• [REQUIRED ACTION] A verbatim copy of all entries is the expected output.
== Segment start ==
PR #2613, opened 2021-03-17
[13.0][MIG] stock: Recompute complete_name in stock locations.

sergio-teruel:
cc @Tecnativa

### DIFF
--- a/addons/stock/migrations/13.0.1.1/post-migration.py
+++ b/addons/stock/migrations/13.0.1.1/post-migration.py
@@ -319,6 +319,16 @@ def map_stock_locations(env, main_company):
     """)
 
 
+def recompute_stock_location_complete_name(env):
+    # In 12.0, the displayed name of the locations was obtained by the
+    # name_get method. This method limited the location path up to a parent
+    # location of type view is found. In 13.0, complete_name is used for
+    # this purpose, and this one used to be stored with full path in v12.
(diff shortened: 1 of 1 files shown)


addons/stock/migrations/13.0.1.1/post-migration.py
```diff
@@ -319,6 +319,11 @@ def map_stock_locations(env, main_company):
     """)
 
 
+def recompute_stock_location_comple_name(env):
```
legalsylvain: typo : ``recompute_stock_location_comple_name`` --> ``recompute_stock_location_complete_name``

legalsylvain, line 322: typo. complete_name.

legalsylvain (commented):
Hi. thanks for the patch. could you mention why complete_name should be recomputed ? 

thanks !

sergio-teruel:
Hi @legalsylvain Method comment added....
Explanation:
In 12.0, the displayed name of the locations was obtained by the name_get method. This method limited the location path up to a parent location of type view is found. In 13.0, complete_name is used for this purpose, and this one used to be stored with full path in v12. We need to recompute it.

chienandalu (approved):

StefanRijnhart (approved):

kos94ok-3D (approved):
== Segment end ==
• [THE COMPLETED TASK]
PR #2613, opened 2021-03-17
[13.0][MIG] stock: Recompute complete_name in stock locations.

sergio-teruel:
cc @Tecnativa

### DIFF
--- a/addons/stock/migrations/13.0.1.1/post-migration.py
+++ b/addons/stock/migrations/13.0.1.1/post-migration.py
@@ -319,6 +319,16 @@ def map_stock_locations(env, main_company):
     """)
 
 
+def recompute_stock_location_complete_name(env):
+    # In 12.0, the displayed name of the locations was obtained by the
+    # name_get method. This method limited the location path up to a parent
+    # location of type view is found. In 13.0, complete_name is used for
+    # this purpose, and this one used to be stored with full path in v12.
(diff shortened: 1 of 1 files shown)


addons/stock/migrations/13.0.1.1/post-migration.py
```diff
@@ -319,6 +319,11 @@ def map_stock_locations(env, main_company):
     """)
 
 
+def recompute_stock_location_comple_name(env):
```
legalsylvain: typo : ``recompute_stock_location_comple_name`` --> ``recompute_stock_location_complete_name``

legalsylvain, line 322: typo. complete_name.

legalsylvain (commented):
Hi. thanks for the patch. could you mention why complete_name should be recomputed ? 

thanks !

sergio-teruel:
Hi @legalsylvain Method comment added....
Explanation:
In 12.0, the displayed name of the locations was obtained by the name_get method. This method limited the location path up to a parent location of type view is found. In 13.0, complete_name is used for this purpose, and this one used to be stored with full path in v12. We need to recompute it.

chienandalu (approved):

StefanRijnhart (approved):

kos94ok-3D (approved):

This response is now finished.